# Main > General Discussion >  Mapmakers fame/infamy

## Yilmas

I recently created a request in the Mapmaking Request subboard. And I must say that I'm astounded by the fast response to it, and the increasing number of applications. 
However, comparing this site to others that sell services online through its members, I find this website lacking one important aspect. (Atleast I haven't found it yet, requesting directions if it exists).

There is no place to check the validity of a mapmaker, I'm not thinking in the form of there portfolio, as that is the applicants own responsibility. Instead, I'm thinking of the whole payment process, who delivers and who doesn't. 
It would really be nice if there was a register somewhere that contained this kind of information. 
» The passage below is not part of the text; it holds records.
PR #3943, opened 2020-11-14
Make SCM compatible with theta-l dycore (+ bug fixes)

bogensch:
This PR makes the SCM functional with the theta-l dycore.  The theta-l dycore will now compute the large scale vertical advection for the SCM.  SCM computes column only vertical advection (done through remap routine via updated floating levels given the prescribed large scale vertical velocity) and NOT horizontal advection.

Several SCM cases have been run (ARM97, BOMEX, DYCOMS, GATE) to verify that the SCM with theta-l dycore produces scientifically credible answers that are similar to the preqx version of the SCM.   

These modifications have been verified to work for BOTH preqx and theta-l dycores.

This PR also includes two SCM bug fixes:
1. Make sure that the updated surface fluxes are read to cam_in arrays (in cam_comp.F90).  This will prevent surface fluxes from being “seen” by CLUBB at one time step offset (reported by Mikael Witte).
2. Fix in scm_setfield to be sure that the model is updating surface pressure when replay is not used (else could cause crashes when SCM timestep is smaller than IOP forcing).

This PR is B4B EXCEPT for SCM (i.e. test SMS_R_Ld5.ne4_ne4.FSCM5A97).  All other e3sm_developer tests pass.


components/homme/src/share/prim_driver_base.F90
```diff
@@ -1331,8 +1344,15 @@ subroutine prim_step_flexible(hybrid, elem, nets, nete, dt, tl, hvcoord, compute
           end if
        end if
 
-       call prim_advance_exp(elem, deriv1, hvcoord, hybrid, dt, tl, nets, nete, &
-            compute_diagnostics_it)
+       if (.not. single_column) then
```
oksanaguba, line 1347: my personal preference would be to have ifdefs here, since these loops will be evaluated every timestep (though maybe for negligible cost), but i think other people prefer if-statements to ifdefs.

oksanaguba (approved):

components/homme/src/share/prim_driver_base.F90
```diff
@@ -1273,11 +1275,22 @@ subroutine prim_step_flexible(hybrid, elem, nets, nete, dt, tl, hvcoord, compute
...
 
     real(kind=real_kind) :: dt_q, dt_remap, dp(np,np,nlev)
-    integer :: ie, q, k, n, n0_qdp, np1_qdp
+    integer :: ie, q, k, n, n0_qdp, np1_qdp, nets_in, nete_in
     logical :: compute_diagnostics_it, apply_forcing
 
+    logical :: scm_update_T
+
+    if (single_column) then
+      nets_in=1
```
ambrad, line 1287: As a style point, you might consider using nets_in, nete_in as the arguments to the function and make nets, nete the local variables. That way nets, nete get used throughout the definition rather than nets_in, nete_in.

components/homme/src/share/prim_driver_base.F90
```diff
@@ -1356,16 +1376,22 @@ subroutine prim_step_flexible(hybrid, elem, nets, nete, dt, tl, hvcoord, compute
...
           end if
        end if
        ! defer final timelevel update until after Q update.
     enddo
     call t_stopf("prim_step_dyn")
 
-    if (qsize > 0) then
+    ! Update tracers based on LS vertical velocity
+    scm_update_T = .false.
+    call prim_step_scm(elem, nets_in, nete_in, dt, tl, hvcoord, scm_update_T)
```
ambrad, line 1392: This line confuses me. It appears like prim_step_scm will always get here, i.e., even when single_column is false.

components/homme/src/share/prim_driver_base.F90
```diff
@@ -1331,8 +1344,15 @@ subroutine prim_step_flexible(hybrid, elem, nets, nete, dt, tl, hvcoord, compute
...
-       call prim_advance_exp(elem, deriv1, hvcoord, hybrid, dt, tl, nets, nete, &
-            compute_diagnostics_it)
+       if (.not. single_column) then
+         call prim_advance_exp(elem, deriv1, hvcoord, hybrid, dt, tl, nets, nete, &
+              compute_diagnostics_it)
+       else
+         ! Update floating temperature based prescribed LS vertical velocity,
+         !  but don't update tracers at this point
+         scm_update_T = .true.
+         call prim_step_scm(elem, nets_in, nete_in, dt, tl, hvcoord, scm_update_T)
```
ambrad, line 1354: Here you're in a `single_column` block, so you could just write 1, 1 if you wanted to instead of nets_in, nete_in.

components/homme/src/share/prim_driver_base.F90
```diff
@@ -1356,16 +1376,22 @@ subroutine prim_step_flexible(hybrid, elem, nets, nete, dt, tl, hvcoord, compute
                 end do
              else
                 ! Set np1_qdp to -1 to remap dynamics variables but
-                ! not tracers.
-                call vertical_remap(hybrid, elem, hvcoord, dt_remap, tl%np1, -1, nets, nete)
+                ! not tracers
+                call vertical_remap(hybrid, elem, hvcoord, dt_remap, tl%np1, &
```
ambrad, line 1380: Here you're _not_ in a `single_column` block but you use nets_in, nete_in. This combined with the condition on the Prim_Advec_Tracers_remap call below implies the intention is something like: dynamics are active, but tracer transport is fully prescribed. In that case, you don't need to even modify subroutine prim_step_flexible _at all_. Its whole purpose is to support long SL tracer transport time steps. But if you're not using large-scale advection, then you might as well set dt_tracer_factor=1 <= dt_remap_factor and never even call this function. If you do that, I recommend you check that if single_column is true, then dt_tracer_factor <= dt_remap_factor or else abort.

ambrad (changes requested):
I'd like us to resolve the issue of whether prim_step_flexible should even be modified before this is merged. This includes discussing why you'd ever want dt_tracer_factor > dt_remap_factor or even dt_tracer_factor > 1 in a SCM run. Thanks.

bogensch:
Thanks @ambrad for the comments and feedback, much appreciated.  Just to clarify a few things before I modify:

There are definitely some SCM cases where the LS vertical advection is prescribed.  If that is the case, then there are conditionals outside of the HOMME directory (in the SE interface) to make sure that the SCM never goes into the dycore at all.

However, some SCM cases (probably half in our library) only prescribes forcing for the horizontal LS advection.  Thus, the vertical advection needs to be computed by the dycore.  In these cases, we do go into the dycore with the intention of computing LS vertical advection by updating the floating levels using the prescribed LS vertical velocity, then remapping.  

The E3SM SCM philosophy is that we want all needed column computations to be done as consistently as possible as the full model would.  The SCM by default uses the same time step settings as an E3SM ne30 run to achieve consistency.  Thus, in this case the tracer remap timestep is larger than the dynamics timestep, consistent with the full model.  Therefore in order for the SCM to be consistent with the full model for the computation of LS vertical advection, it seems to me we need to go into the prim_step_flexible routine.  Does that make sense?

ambrad:
> However, some SCM cases (probably half in our library) only prescribes forcing for the horizontal LS advection. Thus, the vertical advection needs to be computed by the dycore.

How are the tracers moved in the horizontal? Or are they uniform everywhere, so they effectively have no horizontal motion?

> Thus, in this case the tracer remap timestep is larger than the dynamics timestep, consistent with the full model. Therefore in order for the SCM to be consistent with the full model for the computation of LS vertical advection, it seems to me we need to go into the prim_step_flexible routine. Does that make sense?

I must confess that it does not make sense to me. I agree roughly on the intent. But there are enough details different in the SCM prescribed dynamics w.r.t. the full dynamics that it seems wiser to choose a simple approach to advancing the SCM.

For example, in set_prescribed_scm, there is:
```F90
    do k=1,nlev
      eta_dot_dpdn(:,:,k)=elem(1)%derived%omega_p(1,1,k)   
    enddo  
    eta_dot_dpdn(:,:,nlev+1) = eta_dot_dpdn(:,:,nlev) 
    
    do k=1,nlev
      elem(1)%state%dp3d(:,:,k,np1) = elem(1)%state%dp3d(:,:,k,n0) &
        + dt*(eta_dot_dpdn(:,:,k+1) - eta_dot_dpdn(:,:,k)) 
#ifdef MODEL_THETA_L
      ! If updating Q and using the theta-l dycore the dp_star (floating
      !   levels) are stored in divdp.  Thus feed in the latest predicted
      !   floating level here.
      if (update_Q) then
        elem(1)%derived%divdp(:,:,k) =  elem(1)%state%dp3d(:,:,k,np1)
      endif
#endif
    enddo
```
But if the dynamics has moved back to the reference levels already (as happens in the _flexible variant in the call to vertical_remap with the -1 argument), then the fluxes are being applied at the wrong elevations. sl_advection's sl_vertically_remap_tracers takes care of this using some calculations that require a divergence and so fully 3D data. Restriction of some calculations to the range nets_in:nete_in means such data are not available, e.g.:
```F90
                ! Set np1_qdp to -1 to remap dynamics variables but
                ! not tracers
                call vertical_remap(hybrid, elem, hvcoord, dt_remap, tl%np1, &
		                    -1, nets_in, nete_in)
```
You could probably fix that and then call sl_advection's calc_vertically_lagrangian_levels, probably with some preparatory work. But then you need to make vstar reflect v at the tracer time start. Right now, in prim_step_scm, this seems to run at every dynamics time step, invalidating vstar:
```F90
      if (transport_alg > 0) then
        elem(ie)%derived%vstar=elem(ie)%state%v(:,:,:,:,tl%n0)
      end if
```
Likely there are other details I'm not seeing.

If you just set dt_tracer_factor=1 whenever you run SCM, you can use code path that you've been using for years. To me, that seems the best approach given the differences in details in the SCM and full dynamics.

components/homme/src/share/prim_driver_base.F90
ambrad: Did the test `SMS_Ln5.ne4pg2_ne4pg2.FC5AV1C-L.cam-thetahy_sl_pg2` run when you ran `e3sm_developer`? It would alarm me if that test passes; it seems this unguarded call to prim_step_scm must be invalidating some data. Maybe the test doesn't run for enough time steps.

bogensch:
Thanks @ambrad, that is very clear.  I see the point you are getting at and how it could conflict with my naive interpretation of how this section of the code works.  However, I do have a few specific questions for you to shoot down before I concede. 

I guess the main point of consistency I’m worried about between the full model and SCM for theta-l is that in theta-l the tracer remap timestep dt_q is now 1800 s for ne30.  I have a branch where I revert the tracer transport to being called with the same time step as the dynamics (300 s) and this difference does not have a non-negligible impact for cases where vertical advection is large.  Thus, I am worried if reverting the tracer time step back to 300 s for theta-l, that this would create a numerical inconsistency between full model and SCM.  

Though, as you state, I understand that sl_vertically_remap_tracers uses fully 3D data.  However, it looks to my naive eye that in a case where there would be no horizontal advection that this subroutine call would reduce to “vertical_remap” since they both use the remap1 routine (assuming that divdp contains the floating levels and dp3d the reference levels, as I have done)?  But it sounds like what you are saying is that for the scenario i’ve outlined above, it is NOT appropriate to be remapping tracers with a larger time step than dynamics (presumably due to missing some key processes/computations happening in Prim_Advec_Tracers_remap)?  

I guess, another way to phrase my question… If in the SCM I were to replace the “sl_vertically_remap_tracers” call with a call to a modified vertical_remap (where only tracers were remapped and not dynamics) in an effort to retain the “dt_q” remap time step…. this would NOT be appropriate?

ambrad:
> in the SCM I were to replace the “sl_vertically_remap_tracers” call with a call to a modified vertical_remap (where only tracers were remapped and not dynamics) in an effort to retain the “dt_q” remap time step

You could remap both dynamics and tracers at dt_q. That would use the non-_flexible prim_step variant that you've always used, now just with dt_dyn = dt_q 6x longer than previously.

bogensch:
Thanks @ambrad .  I'll be pushing commits, but I'll let you know when it's ready for re-review.

components/eam/bld/namelist_files/use_cases/scam_generic.xml
```diff
@@ -6,4 +6,10 @@
 <ncdata             >atm/cam/inic/homme/cami_mam3_Linoz_ne4np4_L72_c160909.nc</ncdata>
 <soag_ext_file      >atm/cam/chem/trop_mozart_aero/emis/aces4bgc_nvsoa_soag_elev_2000_c160427.nc</soag_ext_file>
 
+<!-- SCM is configured with ne4 grid, but we want settings for an ne30 simulation -->
+<nu dyn_target="theta-l" hgrid="ne4np4"  >  1.0e15    </nu>
```
ambrad, line 10: To help my understanding: Is nu actually used anywhere in a SCM simulation?

ambrad (approved):
I'm approving based on the criterion that this PR no longer touches code relevant to usual simulations. Thanks for the helpful discussion. I left one new question just to help me understand better which of the dynamics settings are actually meaningful in a SCM simulation.

components/eam/bld/namelist_files/use_cases/scam_generic.xml
bogensch: good find, yeah this is not needed and will be removed

AaronDonahue:
@wlin7 and @oksanaguba , are you comfortable with me merging this branch given @ambrad 's approval?

oksanaguba:
@AaronDonahue yes

AaronDonahue:
Ok great, I'm going to go ahead and begin integrating.

AaronDonahue:
This has been merged to master, deleting the branch now.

My first thought was to simply utilize the "Finished Maps" section, and posting the map, the artist and using that to complete the checkout or as a receipt. 
Especially, because the rules in that section dosn't disallow it, from what I've been able to read.

----------


## Jaxilon

I suspect that because we haven't really been involved with this area of things nobody knows what to say in response.

Since this site is basically volunteers who love making maps or at least looking at maps it's not as if we relish the idea of getting involved in the transaction between a client and artist. That said, I think I understand where you are coming from and although we are a great bunch of folks here this is still the internet and one can't be too careful.

There have been conversations as to what we could offer to expand into the area of commissions but then it becomes more of a business, so as of now, what you see is what we got. (I'm not the authority on everything here so keep that in mind as you read my comments)

The best advice I could give on this is to look at the artist's reputation here. If they don't have much then they are either new to us or not involved a whole lot. Also, you might read up on some of the posts made by whoever you are considering and get a feel for what sort of character they have. Remember they don't have to be all warm and fuzzy to be productive. If you hire someone who just signed up here well, I would say that's you taking a bit of a risk because we don't know them either.

Usually, there is a partial payment upfront and a final upon receipt of the goods. You as a paying customer could portion that out however you wanted. Especially if it's going to be a long process. Remember too, the artist doesn't know you from Adam so they are putting themselves at risk by taking the job and putting in the time. Really, you have more ability here to check us out than we do you in most cases. 

You are also more than welcome to have the artist create a WIP thread for the project so they can post things as it moves along and there can be an open dialog here on the site. Of course, that makes it public knowledge which doesn't work for a lot of projects. It would also mean you would have more input from the peanut gallery here which may or may not be a good idea. It is always best to have specific deliverables agreed upon before the project starts. Any experienced individuals will agree with that.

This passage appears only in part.